厚生労働省は3月31日、かかりつけ医機能報告などに関連した医療法施行規則(厚生労働省令)の公布や告示を行った。かかりつけ医機能報告で一次診療が対応であることを報告する疾患の対象範囲などを明確化した。施行は2025年4月1日。
かかりつけ医機能報告では、各医療機関が継続的な医療を必要とする者に提供している、かかりつけ医機能の内容などを毎年都道府県に報告する。
この継続的な医療を必要とする者について省令は、①慢性の疾患を有する高齢者、②障害者、③障害児医療的ケア児、④難病患者―などと定義。報告事項では、一次診療対応が可能なことを報告する40疾患を告示するとともに、医療機関の管理者が報告するのが適当と判断した疾患等も報告対象になることを併せて示した。
一次診療対応について報告できる40疾患は、(1)貧血、(2)糖尿病、(3)脂質異常症、(4)統合失調症、(5)鬱病、そう鬱病その他の気分障害、(6)不安、ストレスその他の神経症、(7)睡眠障害、(8)認知症、(9)片頭痛その他の頭痛、(10)脳梗塞、(11)末梢神経障害、(12)結膜炎、角膜炎または涙腺炎、(13)白内障、(14)緑内障、(15)近視、遠視、老視その他の屈折及び調節の異常、(16)中耳炎または外耳炎、(17)難聴、(18)高血圧症、(19)狭心症、(20)不整脈、(21)心不全、(22)喘息または慢性閉塞性肺疾患、(23)感冒、(24)アレルギー性鼻炎、(25)下痢または胃腸炎、(26)便秘、(27)肝硬変、ウイルス性肝炎またはその他の慢性肝炎、(28)皮膚疾患、(29)関節リウマチまたは脱臼その他の関節症、(30)骨粗鬆症、(31)腰痛、(32)頸腕症候群、(33)外傷、(34)骨折、(35)前立腺肥大症、(36)慢性腎臓病、(37)更年期障害、(38)乳房の疾患、(39)正常妊娠及び産褥の管理、(40)がん―となっている。
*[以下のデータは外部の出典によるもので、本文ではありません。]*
PR #3787, opened 2020-07-02
WIP: short range and cells refactor

fweik:
Depends on #3780.

Exposition only for now.

Description of changes:
-

PR #3874, opened 2020-08-25
Refactor short range loop and cells

jngrad:
Rewrite of #3787

Description of changes:
- simplify short range loop
   - remove `for_each_pair.hpp ` and `verlet_ia.hpp` helper functions
   - delegate distance calculation and cell iteration to the `CellStructure` class
- hide implementation details of `CellStructure`
   - make `local_cells()` private
   - encapsulate debug functions
   - remove global variables `n_verlet_updates` and `rebuild_verletlist`


jngrad:
There is a regression that causes a significant performance drop in Debug builds with coverage enabled (8x slowdown). The tests that are timing out (`mass-and-rinertia_per_particle` and `rotational-diffusion-aniso`) are statistical tests, whose runtime vary a lot between two runs, which makes bisection a lot more difficult. Furthermore the `rotational-diffusion-aniso` test had the wrong fixture and never executed `test_case_10` for Brownian Dynamics. The test passes on the python branch but not in this PR:
```
1/155 Test #59: rotational-diffusion-aniso .......***Failed   25.26 sec
FAIL: test_case_10 (__main__.RotDiffAniso)
  File "/ssd/jgrad/espresso-fork-PR/build-seraue-release/testsuite/python/rotational-diffusion-aniso.py", line 383, in test_case_10
    self.check_rot_diffusion(n)
  File "/ssd/jgrad/espresso-fork-PR/build-seraue-release/testsuite/python/rotational-diffusion-aniso.py", line 327, in check_rot_diffusion
    'diffusion is too large: {1}'.format(j, dcosjj_dev[j]))
AssertionError: 1.0 not less than or equal to 0.2 : Relative deviation dcosjj_dev[0] in a rotational diffusion is too large: 1.0

Ran 3 tests in 19.858s

FAILED (failures=1)
```

fweik:
I'd say it is probably worthwhile to find better tests than the one timing out. Debug-build performance is a problem in general in C++, and to put time into this to accommodate tests that are not up to par in the first place feels not like the right way to go to me.

jngrad:
I think the regression was in 1bf4f041b, which accidentally removed the `INACTIVE_CUTOFF` check.

src/core/CellStructure.hpp
```diff
@@ -33,6 +33,7 @@
 #include "algorithm/link_cell.hpp"
 #include "bond_error.hpp"
 #include "ghosts.hpp"
+#include "nonbonded_interactions/nonbonded_interaction_data.hpp"
```
fweik: This is not needed (you ended up not using the constant). It also drags in globals, so should not be here in any case.

src/core/CellStructure.hpp
```diff
@@ -516,7 +517,8 @@ struct CellStructure {
    * @param pair_kernel Kernel to apply
    */
   template <class PairKernel> void non_bonded_loop(PairKernel pair_kernel) {
-    link_cell(pair_kernel);
+    if (maximal_cutoff() > 0.)
```
fweik: This should not include the cutoff zero case, e.g. for maximal_cutoff() == 0. the short range loop should be executed, it can only be skipped if the cutoff is smaller zero.

src/core/CellStructure.hpp
jngrad: I need this include for the prototype of `maximal_cutoff()`

src/core/CellStructure.hpp
jngrad: I copied this code from
https://github.com/espressomd/espresso/blob/64cf40060bacbe9043caa0d9e1a8fd3e0643019c/src/core/integrate.cpp#L511-L515
should I include 0 in `interaction_range()` too?

src/core/CellStructure.hpp
fweik: But that operates on globals?

src/core/CellStructure.hpp
fweik: Maybe it is ok, I don't remember why this is. Logically it should be ok to exclude the zero case I think.

src/core/CellStructure.hpp
fweik: So please don't do this. This is slightly shocking to me.

jngrad: The function iterates over all interactions data structures. I could do a forward declaration of the `maximal_cutoff()` prototype to avoid including the complete header file.

src/core/CellStructure.hpp
jngrad: It was probably done to avoid division by zero warnings in static analysis.

src/core/CellStructure.hpp
fweik: This is worse. If you need to know the maximal cutoff, it should be passed in right? You should also check if you can move the decision if the function should be called up the call stack.

RudolfWeeber:
@jngrad, could you please run the LJ benchmark on this, e.g., because of the use of boost::optional in the hot loop.
I did not yet read everything. Will take 1-2 more days.

RudolfWeeber:
Why is there a default argument to distance_cutoff in the short_range-loop() function, and why is it 1?

jngrad:
> Why is there a default argument to distance_cutoff in the short_range-loop() function, and why is it 1?

The default argument in the short range loop has a positive non-zero value such that the pair kernel is always executed, except when you provide a custom cutoff value as the third argument. If that cutoff value is negative (i.e. there are no non-bonded interactions), the pair kernel isn't executed. We do not have an immediate use for it anymore, now that we always re-calculate the non-bonded cutoff to fix time outs in CI.

> could you please run the LJ benchmark on this, e.g., because of the use of boost::optional in the hot loop.

|  commit |    label |  empty | default | maxset |
| ------- | -------- | ------ | ------- | ------ |
| 986714b | base commit |  56.4% |  100.0% | 101.5% |
| 66c7a94 | final state |  58.7% |  102.0% | 102.9% |

RudolfWeeber (approved):

PR #3878, opened 2020-08-27
Bump Python and CMake versions

jngrad:
Description of changes:
- bump CMake version requirement from 3.10 to 3.11 to get full support for imported targets
    * fixes a cryptic error message when compiling ESPResSo with FFTW3 using CMake 3.10
- bump Python version requirement from 3.5 to 3.6 (NEP 29, see drop table in #3421)
    * enables f-strings
- fix flaw in `espressomd.utils.check_type_or_throw_except()` that lead to subtle errors when arrays had the wrong size
- add tests for functions in `espressomd.utils`

### DIFF
--- a/CMakeLists.txt
+++ b/CMakeLists.txt
@@ -166,7 +166,7 @@ if(WITH_CUDA)
   endif()
 endif(WITH_CUDA)
 
-find_package(PythonInterp 3.5 REQUIRED)
+find_package(PythonInterp 3.6 REQUIRED)
 
 if(WITH_PYTHON)
   find_package(Cython 0.26 REQUIRED)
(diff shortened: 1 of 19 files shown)


KaiSzuttor (approved):
Do we have any documentation for the python requirements?

jngrad:
> Do we have any documentation for the python requirements?

Not that I know of. If we did, how would we make sure the docs are kept in sync with CMake? For python packages, the requirements are easily extracted (https://github.com/espressomd/espresso/network/dependencies), but for Python/CMake/CUDA/Boost versions this is more tricky, as we have conditional requirements between these components that depend on the user environment. We could state that a NEP29-compliant Python environment is recommended to build the project (we actually lag 6 months behind NEP29, which gives our users more flexibility), but we only test the latest versions of Python packages in CI indirectly via bug reports from the 4.1 build on Fedora Koji.

jngrad:
Thanks @schlaicha for reporting the CMake 3.10 issue to the core team.

PR #3881, opened 2020-08-31
Tutorial 1 - Lennard-Jones

### LINKED ISSUE #3818: Tutorial 1: LJ
* the overlap removal should be done using steepest descent

* the odd indexing
```
for i in range(1,n+1)
```
in the sampling loop needs to be changed to zero-based

* The tutorial assumes without justification that the energy time series is uncorrelated. 
At the very least, an acf of the data needs to be plotted so the auto-corrleaiton time can be read  visually. It needs to be stated that the effective sample count in the error calculation is for a minimum sampling distance of two auto-correlation times.
I don't think, we need to do the full underlying math in the first tutorial.

* The concept of observables and accumulators needs to be explained in 1-2 sentenes.

schlaicha:
Refactor and improve the LJ tutorial.

Fixes #3818

Description of changes:
- now use to zero-based indexing in the loop


doc/tutorials/01-lennard_jones/01-lennard_jones.ipynb
```diff
@@ -424,14 +424,14 @@
     "instantaneous_temperature = np.zeros(sampling_iterations)\n",
     "etotal = np.zeros(sampling_iterations)\n",
     "\n",
-    "for i in range(1, sampling_iterations + 1):\n",
+    "for i in range(0, sampling_iterations):\n",
```
KaiSzuttor: starting from ```0``` is the default and it is good style to omit the default value here.

schlaicha: Fixed in a571818

RudolfWeeber:
We will not be able to support alternative solutions. It would require running the test several times.

The one without the loop is better practice (more declarative), so let's keep that.

RudolfWeeber:
I added learning objectives to the tutor's notes

schlaicha:
> We will not be able to support alternative solutions. It would require running the test several times.
> 
> The one without the loop is better practice (more declarative), so let's keep that.

Agreed and pushed in 7562149

schlaicha:
@jngrad I accidentally deleted my comments in the started review discussion. Only thing left from there is a possibility to check all the links in the notebooks using the CMake infrastructure.

doc/tutorials/01-lennard_jones/01-lennard_jones.ipynb
```diff
@@ -170,13 +170,49 @@
...
+    "solution2": "hidden",
+    "solution2_first": true
+   },
+   "source": [
+    "**Exercise:**\n",
+    "\n",
+    "* Create an instance of an espresso system and store it in a variable called <tt>system</tt>;\n",
+    "  use <tt>BOX_L<tt> as box length.\n",
+    "\n",
+    "See [ESPResSo documentation](http://espressomd.org/html/doc/system_setup.html) and [module documentaion](http://espressomd.org/html/doc/espressomd.html#module-espressomd.system)."
```
jngrad:
```suggestion
    "See [ESPResSo documentation](http://espressomd.org/html/doc/system_setup.html) and [module documentation](http://espressomd.org/html/doc/espressomd.html#module-espressomd.system)."
```

doc/tutorials/01-lennard_jones/01-lennard_jones.ipynb
```diff
@@ -170,13 +170,49 @@
...
+   "cell_type": "markdown",
+   "metadata": {
+    "solution2": "hidden",
+    "solution2_first": true
+   },
+   "source": [
+    "**Exercise:**\n",
+    "\n",
+    "* Create an instance of an espresso system and store it in a variable called <tt>system</tt>;\n",
+    "  use <tt>BOX_L<tt> as box length.\n",
```
jngrad:
```suggestion
    "  use <tt>BOX_L</tt> as box length.\n",
```
took me a while to figure out which line caused half the tutorial to be in monospace font :)

doc/tutorials/01-lennard_jones/01-lennard_jones.ipynb
```diff
@@ -336,42 +456,69 @@
...
-   "metadata": {},
+   "metadata": {
+    "solution2": "hidden",
+    "solution2_first": true
+   },
    "source": [
-    "### Integrating equations of motion and taking measurements\n",
+    "**Exercise:**\n",
+    "\n",
+    "* Use [<tt>espressomd.minimize_energy</tt>](http://espressomd.org/html/doc/espressomd.html#module-espressomd.minimize_energy) to make sure that there are no forces > <tt>F_MAX<tt>.\n",
```
jngrad:
```suggestion
    "* Use [<tt>espressomd.minimize_energy</tt>](http://espressomd.org/html/doc/espressomd.html#module-espressomd.minimize_energy) to make sure that there are no forces > <tt>F_MAX</tt>.\n",
```

doc/tutorials/01-lennard_jones/01-lennard_jones.ipynb
```diff
@@ -314,20 +405,49 @@
...
+   "metadata": {
+    "solution2": "hidden",
+    "solution2_first": true
+   },
+   "source": [
+    "**Exercise:**\n",
+    "\n",
+    "* Setup a Lennard-Jones interaction with $\\epsilon=$<textt>LJ_EPS</textt> and $\\sigma=$<textt>LJ_SIG</textt> which are cut and shifted to zero at $r_\\mathrm{c}=$<textt>LJ_CUT</textt>$\\times\\sigma$.\n",
+    "\n",
+    "  *Hint:* Use the <textt>[espressomd.system](http://espressomd.org/html/doc/espressomd.html#module-espressomd.system).non_bonded_inter</textt> handle object to instantiate a [espressomd.interactions.LennardJonesInteraction](http://espressomd.org/html/doc/espressomd.html#module-espressomd.interactions)."
```
jngrad, line 400: `<textt>` is not a valid tag and prevents the creation of the link to the user guide

doc/tutorials/01-lennard_jones/NotesForTutor.md
```diff
@@ -0,0 +1,34 @@
...
+After the tutorial, students should be able to 
+
+* explain
+    * role of Lennard-Jones potential
+    * role of radial distribution function
+    * connection between mean squared displacement and diffusion coefficient
+    * how to use an auto correlation function to estimate correlation times and how that affects error estimation
+
+
+## Learning objectives (Espresso)
```
jngrad:
```suggestion
## Learning objectives (ESPResSo)
```

doc/tutorials/01-lennard_jones/01-lennard_jones.ipynb
```diff
@@ -336,42 +456,69 @@
...
+  },
+  {
+   "cell_type": "code",
+   "execution_count": null,
+   "metadata": {
+    "solution2": "hidden"
+   },
+   "outputs": [],
+   "source": [
+    "from espressomd.minimize_energy import steepest_descent\n",
```
jngrad: `espressomd.minimize_energy.steepest_descent()` is [deprecated](https://github.com/espressomd/espresso/wiki/es-420-release-notes#changed-and-removed-functionality) in ESPResSo 4.2 in favor of `system.integrator.set_steepest_descent()`, which takes the same arguments. You should also activate the Langevin thermostat after steepest descent. Declaring it before will prevent steepest descent from following the gradient. Here is a MWE to reproduce the bug:
```python
import espressomd
system = espressomd.System(box_l=[1.0, 1.0, 1.0])
system.cell_system.set_domain_decomposition(use_verlet_lists=True)
system.cell_system.skin = 0.2
system.time_step = 0.01
system.non_bonded_inter[0, 0].wca.set_params(epsilon=1, sigma=0.1)
system.part.add(pos=[0, 0, 0])
system.part.add(pos=[0.1, 0, 0])
#system.thermostat.set_langevin(kT=2, gamma=2, seed=42)  # uncomment this line to get the bug
system.integrator.set_steepest_descent(f_max=0, gamma=1e-3, max_displacement=0.001)
system.integrator.run(1)
print(system.part[:].pos)
```
without Langevin, particles move away from each other along the gradient line:
```
[[-0.001  0.     0.   ]
 [ 0.101  0.     0.   ]]
```
with Langevin, random forces are added:
```
[[-0.001       0.001       0.001     ]
 [ 0.101       0.00060591 -0.001     ]]
```
This silent bug will generate an error message once #3880 is merged.

jngrad (changes requested):
Thanks for writing links to the user guide, this will be very helpful to new users!

Other points to address, that are not part of the diff:
* The MSD correlator explanation is no longer accurate. The first two columns don't store the lag time and sample size anymore, instead one has to call `msd_corr.lag_times()` explicitly to get the lag times. This regression was introduced in a previous PR.
* The introduction paragraph needs some cleanup. The core is no longer written in the C language.

doc/tutorials/01-lennard_jones/01-lennard_jones.ipynb
schlaicha: Sorry, I only looked at the following code cells which rendered fine due to cancellation of errors :-/

jngrad:
@schlaicha please use batch commits, we have limited CI resources :)

schlaicha:
Sorry, was too nice to just click on the `commit change` button. Is there a way to batch commit on the github UI or do I need to manually do this?

jngrad:
click "Add suggestion to batch" ([GitHub docs](https://docs.github.com/en/github/collaborating-with-issues-and-pull-requests/incorporating-feedback-in-your-pull-request))

doc/tutorials/01-lennard_jones/01-lennard_jones.ipynb
schlaicha: Thanks for noticing. Fxed in 4ba0765.

doc/tutorials/01-lennard_jones/01-lennard_jones.ipynb
schlaicha: Overlooked that one. Fixed in 4ba0765.

schlaicha:
> Other points to address, that are not part of the diff:
> 
>     * The MSD correlator explanation is no longer accurate. The first two columns don't store the lag time and sample size anymore, instead one has to call `msd_corr.lag_times()` explicitly to get the lag times. This regression was introduced in a previous PR.
> 
>     * The introduction paragraph needs some cleanup. The core is no longer written in the C language.

Thanks, I will work on these points.

doc/tutorials/01-lennard_jones/01-lennard_jones.ipynb
```diff
@@ -336,42 +405,142 @@
...
+    "    prev_energy = system.analysis.energy()['total']\n",
+    "    system.integrator.run(EMSTEP)\n",
+    "    maxforce = np.max(np.abs(system.part[:].f))\n",
+    "    relforce = np.abs((maxforce-prev_maxforce)/prev_maxforce)\n",
+    "    energy = system.analysis.energy()['total']\n",
+    "    relener = np.abs((energy-prev_energy)/prev_energy)\n",
+    "    print(\"minimization step: {:4.0f}\\tmax. rel. force change:{:+3.3e}\\trel. energy change:{:+3.3e}\".format((i+1)*EMSTEP,relforce, relener))\n",
+    "    if relforce < F_TOL or relener < E_TOL:\n",
+    "        break\n",
+    "    i += 1"
```
jngrad: @schlaicha @christophlohrmann should we mention somewhere in your tutorials that this construction is for learning purposes and shouldn't always be copy-pasted in a production script? This construction is not wrong, and the steepest descent integrator was designed to be used in that way (it's referred to as a custom-criterion steepest descent in the user guide), but it won't always work out-of-the-box in a different simulation script:
* the gradient descent stops when the system evolves slowly, which could lead to early exit in dense LJ fluids
* the convergence criterion is based on forces measured by their components while the integrator uses their norm: `np.max(np.abs(system.part[:].f))` vs. `np.max(np.linalg.norm(system.part[:].f, axis=1))`
* the criterion for early exit is based on the maximal force on all particles, whereas the integrator actually works on a subset of all particles

The last point can lead to silent bugs when re-using that steepest descent logic in scripts that set up raspberries or walls of particles. Since fixed particles are skipped by the integrator, their forces won't change, and their forces are typically far larger than any other force in the system, so the derivative of the maximal force is 0. Here is a MWE with a raspberry:
```python
import espressomd
import numpy as np

system = espressomd.System(box_l=[40.] * 3)
system.time_step = 0.01
system.cell_system.skin = 0.3

system.non_bonded_inter[1, 0].wca.set_params(epsilon=48, sigma=3)
system.non_bonded_inter[1, 1].wca.set_params(epsilon=1, sigma=1)
harmonic_bond = espressomd.interactions.HarmonicBond(k=3000., r_0=3)
system.bonded_inter.add(harmonic_bond)

np.random.seed(0)
center = system.box_l / 2 
system.part.add(id=0, pos=center, type=0, q=-40, fix=3*[1], rotation=3*[1])
for i in range(1, 114):
    colSurfPos = np.random.randn(3)
    colSurfPos = colSurfPos / np.linalg.norm(colSurfPos) * 3 + center
    system.part.add(id=i, pos=colSurfPos, type=1)
    system.part[i].add_bond((harmonic_bond, 0))

F_MAX = 500
system.integrator.set_steepest_descent(f_max=F_MAX, gamma=1.0, max_displacement=0.01)
n = system.integrator.run(10000)
print(f'convergence reached after {n} steps')
print(f'maximal force is {np.max(np.linalg.norm(system.part[:].f, axis=1)):.1f}')
print(f'maximal force excluding fixed particle is {np.max(np.linalg.norm(system.part[1:].f, axis=1)):.1f} < {F_MAX}')
```
output:
```
convergence reached after 46 steps
maximal force is 1989.8
maximal force excluding fixed particle is 464.9 < 500
```

On a side-note, the `F_MAX` variable name looks confusing to me, as it suggests a maximal force when in reality you're using the integrator magic value `0`. I originally thought you had three convergence criteria: maximal force, derivative of the maximal force, derivative of the energy. Maybe `F_MAX_DISABLED = 0` would be more expressive, or using `f_max=0` directly in the parameter list?

schlaicha: Sure, I agree that there is *no* generic method to equilibrate your system. However, this statement also applies to the force capping and the steepest descent with a maximal force. I'll add a note for the tutors and maybe one sentence in the notebook.

> the criterion for early exit is based on the maximal force on all particles, whereas the integrator actually works on a subset of all particles

Actually that would be great from a didactic point to mention and maybe include in one of the later tutorials. Is there an easy way to know the subset of particles that the integrator actually uses?

> the convergence criterion is based on forces measured by their components while the integrator uses their norm

Agreed, let's change this in the tutorials.

> using f_max=0 directly in the parameter list

Sounds good to me!

jngrad: Yes, there is no generic method, and force capping is also concerned... I just felt like we should mention it once, otherwise people might copy-paste that block into their simulations. Optimization strategies can be difficult to construct because they depend a lot on the properties of the system. 

\<digression\>While researching optimization strategies and their pitfalls a few years ago, I found a paper that uses an optimization algorithm to find the optimal parameters of another optimization algorithm ([doi:10.1016/0377-2217(94)00350-5](https://doi.org/10.1016/0377-2217(94)00350-5)). It ended up on a slide in one of my group seminars :smiley: \</digression\>

> Actually that would be great from a didactic point to mention and maybe include in one of the later tutorials. Is there an easy way to know the subset of particles that the integrator actually uses?

When particles are fixed in one or more dimensions, the components of the force along the fixed axes are not propagated by integrators. It's not specific to steepest descent. You would have to use `system.part[:].fix` as a mask, e.g. `np.max(np.linalg.norm(system.part[:].f * np.logical_not(system.part[:].fix), axis=1))`, to get the forces propagated by the integrator.

There are also pitfalls with virtual sites, which transfer their force to the tracked particles but only get synchronized at the beginning of each integration step, which causes them to be desynchronized after the last integration step:
```python
import espressomd
import numpy as np
system = espressomd.System(box_l=[40.] * 3)
system.time_step = 0.01
system.cell_system.skin = 0.3
system.non_bonded_inter[1, 1].wca.set_params(epsilon=1, sigma=1)
center = system.box_l / 2 
p1 = system.part.add(id=0, pos=[0, 0, 0], type=1)
p2 = system.part.add(id=1, pos=[0, 0, 0.1], type=1)
p2.vs_auto_relate_to(p1.id)
system.integrator.set_steepest_descent(f_max=800, gamma=1.0, max_displacement=0.01)
n = system.integrator.run(100)
print(f'convergence reached after {n} steps')
print(f'maximal force is {np.max(np.linalg.norm(system.part[:].f, axis=1)):.1f}')
print('system.integrator.run(0)')
system.integrator.run(0)
print(f'maximal force is {np.max(np.linalg.norm(system.part[:].f, axis=1)):.1f}')
```
output:
```
convergence reached after 70 steps
maximal force is 758.7
system.integrator.run(0)
maximal force is 638.0
```
The first value is the one that was propagated by the integrator. The second value represents the true force with the current system state.

schlaicha: Should be resolved with 
0ed1854 and 
5104cdf, also see #3891.

schlaicha:
@jngrad The comparison of the RDF that you included in the end in 
cc1e27b (and which for now I put into the solution) looks really bad for me even for 10x longer simulations. Is this really what we want to show?

schlaicha:
Still to do:

>  The MSD correlator explanation is no longer accurate. The first two columns don't store the lag time and sample size anymore, instead one has to call msd_corr.lag_times() explicitly to get the lag times. This regression was introduced in a previous PR.
    The introduction paragraph needs some cleanup. The core is no longer written in the C language.

testsuite/scripts/tutorials/test_01-lennard_jones.py
```diff
@@ -28,9 +28,13 @@
 class Tutorial(ut.TestCase):
     system = tutorial.system
 
-    def test_rdf_curve(self):
-        self.assertGreater(
-            np.corrcoef(tutorial.rdf, tutorial.theo_rdf)[1, 0], 0.985)
+    def test_rdf(self):
+        rms = np.sqrt(((tutorial.rdf - tutorial.theo_rdf)**2).mean()) / len(tutorial.r)
```
jngrad: * why divide by the length of the data series outside the square root?
* would it be more helpful to compare the data series directly? e.g. with `np.testing.assert_allclose(tutorial.rdf, tutorial.theo_rdf, rtol=0, atol=5e-4)`, in case of failure the test would format the two data series and give you a summary of the statistics (number of mismatched data points, max relative difference, max absolute difference). This would however make the test a lot more sensitive to outliers, whereas the RMS averages out artifacts.

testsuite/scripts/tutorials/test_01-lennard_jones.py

また、かかりつけ医機能を担う医療機関では、継続的な医療を要する患者に概ね4カ月以上継続的な在宅医療や外来医療の提供が見込まれ、患者または家族から求めがある場合に、提供する医療の内容などを説明する努力義務が生じることを省令で規定。説明方法は書面交付のほか、電子メールによる送信や磁気ディスクの交付、インターネットによって患者・家族の閲覧に供する形式でも差し支えないことを示した。